An attorney for The Inquirer and the Philadelphia Daily News filed a complaint in Common Pleas Court yesterday, arguing that mayoral meetings with a Council quorum violate the state's open-meetings law. Nutter and City Solicitor Shelley R. Smith strongly dispute that view. The court will hear the newspapers' complaint this morning.

Nutter first warned Sept. 11 that the weak economy had knocked his budget off-track. At the time, the budget gap was estimated to be at least $450 million. That figure has more than doubled as Wall Street melted down and the U.S. economy slowed even further, sending city budget officials scrambling to adjust.

"The city's budget is a mess," Cohen said. "It was a mess when Michael Nutter ran for mayor. The recent financial meltdown has exacerbated it and probably accelerated it by a year."

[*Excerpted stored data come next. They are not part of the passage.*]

PR #296, opened 2015-09-13
Make libsodium build on CloudABI

EdSchouten:
CloudABI is a purely capability-based runtime environment. More details:

https://github.com/NuxiNL/cloudlibc

Almost all of libsodium builds out of the box, except the RNGs. The following two patches make all of libsodium build on CloudABI as well.

### DIFF
--- a/src/libsodium/randombytes/salsa20/randombytes_salsa20_random.c
+++ b/src/libsodium/randombytes/salsa20/randombytes_salsa20_random.c
@@ -61,7 +61,7 @@ typedef struct Salsa20Random_ {
 static Salsa20Random stream = {
 #if !defined(_MSC_VER) && !defined(__CloudABI__)
     SODIUM_C99(.random_data_source_fd =) -1,
-    SODIUM_C99(.getrandom_available =) 0
+    SODIUM_C99(.getrandom_available =) 0,
 #endif
     SODIUM_C99(.rnd32_outleft =) (size_t) 0U,
     SODIUM_C99(.initialized =) 0,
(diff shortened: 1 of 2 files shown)


jedisct1:
Does `arc4random_*` keep its security properties in a `chroot()`ed environment on all the platforms supported by CloudABI?

jedisct1:
By the way, your diff breaks compilation everywhere (except on CloudABI, maybe) : https://travis-ci.org/jedisct1/libsodium/builds/80088694

EdSchouten:
So the interesting thing is that CloudABI simply does not understand the concept of `chroot()`. There is no global filesystem namespace. It is only possible to use functions like `openat()` to access files underneath a given directory. CloudABI is similar to FreeBSD's Capsicum:

https://www.cl.cam.ac.uk/research/security/capsicum/
https://www.cl.cam.ac.uk/research/security/capsicum/papers/2010usenix-security-capsicum-website.pdf

CloudABI's `arc4random()` is guaranteed to work, regardless of the environment in which the process is started. It also deals with forks properly.

jedisct1:
Looks like at least on FreeBSD, `arc4random()` is [still using RC4](https://svnweb.freebsd.org/base/head/lib/libc/gen/arc4random.c?revision=268642&view=markup#l192). That is a bit embarrassing.

Is that actually the only way to generate random numbers on CloudABI?

EdSchouten:
On CloudABI we currently use Spritz, but work is under way to switch it over to Salsa20.

Calling into the `arc4random()` API only way random data can be obtained, as the underlying system call (`cloudabi_sys_random_get()`) is not accessible outside of the C library itself.

jedisct1:
Merged, with some changes.

`randombytes_salsa20` is not thread-safe, so I don't think we should introduce a dependency on pthreads that would suggest it is.

Since CloudABI and OpenBSD share a usable `arc4random()` implementation, `HAVE_SAFE_ARC4RANDOM` has been added instead of explicitly checking for these environments.

Thanks!

EdSchouten:
The code now builds on CloudABI out of the box. Thanks!

PR #300, opened 2015-09-21
Add makedev check to file descriptor on Linux

paragonie-scott:
I'm not sure what values should substitute the `(1, 9)` pair on other platforms.

### DIFF
--- a/src/libsodium/randombytes/sysrandom/randombytes_sysrandom.c
+++ b/src/libsodium/randombytes/sysrandom/randombytes_sysrandom.c
@@ -123,6 +123,12 @@ randombytes_sysrandom_random_dev_open(void)
 # if defined(F_SETFD) && defined(FD_CLOEXEC)
                 (void) fcntl(fd, F_SETFD, fcntl(fd, F_GETFD) | FD_CLOEXEC);
 # endif
+# if __linux__
+            if (st.st_rdev != makedev(1, 9)) {
+                errno = EIO;
+                return -1;
+            }
+# endif
                 return fd;
             }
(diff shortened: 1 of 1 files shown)


jedisct1:
I'm not too found of this, for a couple reasons:

* It's system-specific. It's only relevant to Linux kernels, more specifically to old Linux kernels, since on any modern kernel, `getrandom()` is used instead.
* These are hard-coded, magic numbers. They are not defined by the C library and they don't come from a system call either.
* Is it guaranteed that all Linux-derived systems (including Android and all embedded systems) use and will always use these magic numbers? I am not 100% positive. They are free to opt for something different, or completely dynamic. This wouldn't break anything (apps always access devices by their name, since there are no syscalls to access them by major/minor) except libsodium.
* Finally, we have to consider the threat model. An attacker who has the ability to replace a system device with another already completely owns the system.

There are pros and cons. Actually no strong pros and no strong cons. Or maybe a little bit more cons.

paragonie-scott:
> Is it guaranteed that all Linux-derived systems (including Android and all embedded systems) use and will always use these magic numbers? I am not 100% positive. They are free to opt for something different, or completely dynamic. This wouldn't break anything (apps always access devices by their name, since there are no syscalls to access them by major/minor) except libsodium.

Yeah, and that's probably the best point here. This was derived from [A good idea with bad usage: `/dev/urandom`](http://insanecoding.blogspot.co.uk/2014/05/a-good-idea-with-bad-usage-devurandom.html). They also have a table with other values for other OSes.

I wouldn't want to hurt portability.

PR #311, opened 2015-10-30
Fix crypto_aead_aes256gcm_decrypt_afternm() when clen < 16

angt:


jedisct1:
Damn, I thought it already had that check.
Good catch. I'm gonna add the related regression test.

PR #320, opened 2015-11-11
Throw the "secure random generator not found" error only on call

BatikhSouri:


jedisct1:
I'm not sure this is a good idea.

With such a change, according to the context, `sodium_init()` returning a success code can either mean "the library is properly initialized, everything is going work as documented", or "the library has been partially initialized, some common functions may not work and will throw an exception later, including those that were expected to never fail".

In the specification, the crypto API is defined within a Worker object, but implementations are still running behind. There is some progress, though, at least in Firefox, so hopefully this won't be an issue for too long.

Meanwhile, if we want the API to be usable within a worker context, the only way is probably by passing messages between the main thread and worker threads. If a worker needs random bytes, it uses `postMessage()` to send the needed number of bytes to the main thread, gets a response later, and resumes its computation.

BatikhSouri:
Alright, I see and understand. And I also thought about passing random bytes from the main thread to the Worker. But as of now, when using libsodium.js in a WebWorker and this message is thrown, doesn't it make libsodium unusable since the `sodium_init()` was interrupted?

jedisct1:
It does. If `sodium_init()` fails, it means that the library is not going to work correctly, which is definitely the case here.
Until web browsers support the crypto API in web workers, `sodium_init()` should only be called in the main thread.
Consuming random bytes from a worker is not going to work with the current code. This requires setting the `getRandomValues()` function to something that sets the event listener once, and then post to the main thread and resumes after having received the bytes. And in the libsodium.js wrapper, this requires adding some helper to set up the event listener of the main thread.

BatikhSouri:
Ok that's what I thought (and I confirmed it in the meantime on iOS 8 and Crosswalk 15; a WebWorker with libsodium failed on the former but worked on the latter). I'm gonna close this pull request and make a custom build of libsodium.js for my special use case.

The Free Library cuts are a particular surprise because Nutter, then a councilman, and Councilman Frank DiCicco led a crusade in 2005 to save library funding the last time the city seriously tightened its belt. The effort landed Nutter and DiCicco on the cover of Library Journal, which called them the "politicians of the year."

Although a $1 billion gap is less than 6 percent of the city's projected spending over the next five fiscal years, the structure of the city's budget sharply limits where Nutter can cut.

More than half of city spending is essentially nondiscretionary, going toward big-ticket items such as pension payments, debt service, and federally matched social services.

In effect, that forces virtually all the budget pain onto less than half the city government.

The cuts, however unavoidable they might be, seem likely to make it hard for Nutter to achieve some of the big goals he established for his administration when he took office in January, such as halving the dropout rate, doubling the college-degree attainment rate, and changing the tax structure to encourage job creation.

Nutter's team has also had precious little time - just two months - to draw up a completely new spending plan, all while fielding savings suggestions from Council members, union leaders, and other elected officials. Yesterday, City Controller Alan Butkovitz proposed selling the city health center at Broad and Lombard Streets for $6 million. (Nutter said doing so would be harder than it might appear.)

And Nutter must break the bad budget news to a city that has been far more interested in the Phillies and President-elect Barack Obama's victory than municipal finances. Everyone knew the city faced bankruptcy when Rendell became mayor in 1992; this time, there is no comparable sense of urgency outside City Hall.

Nutter at least has plenty of company, as cities across the country must react to plummeting tax revenue. Just yesterday, New York Mayor Michael Bloomberg announced 3,000 job cuts, including 600 layoffs; the rescinding of a 7 percent property-tax cut and a $400 property-tax rebate; the cancellation of a new class of 1,000 police officers; and a reduction of average library hours from six days to 51/2 days a week.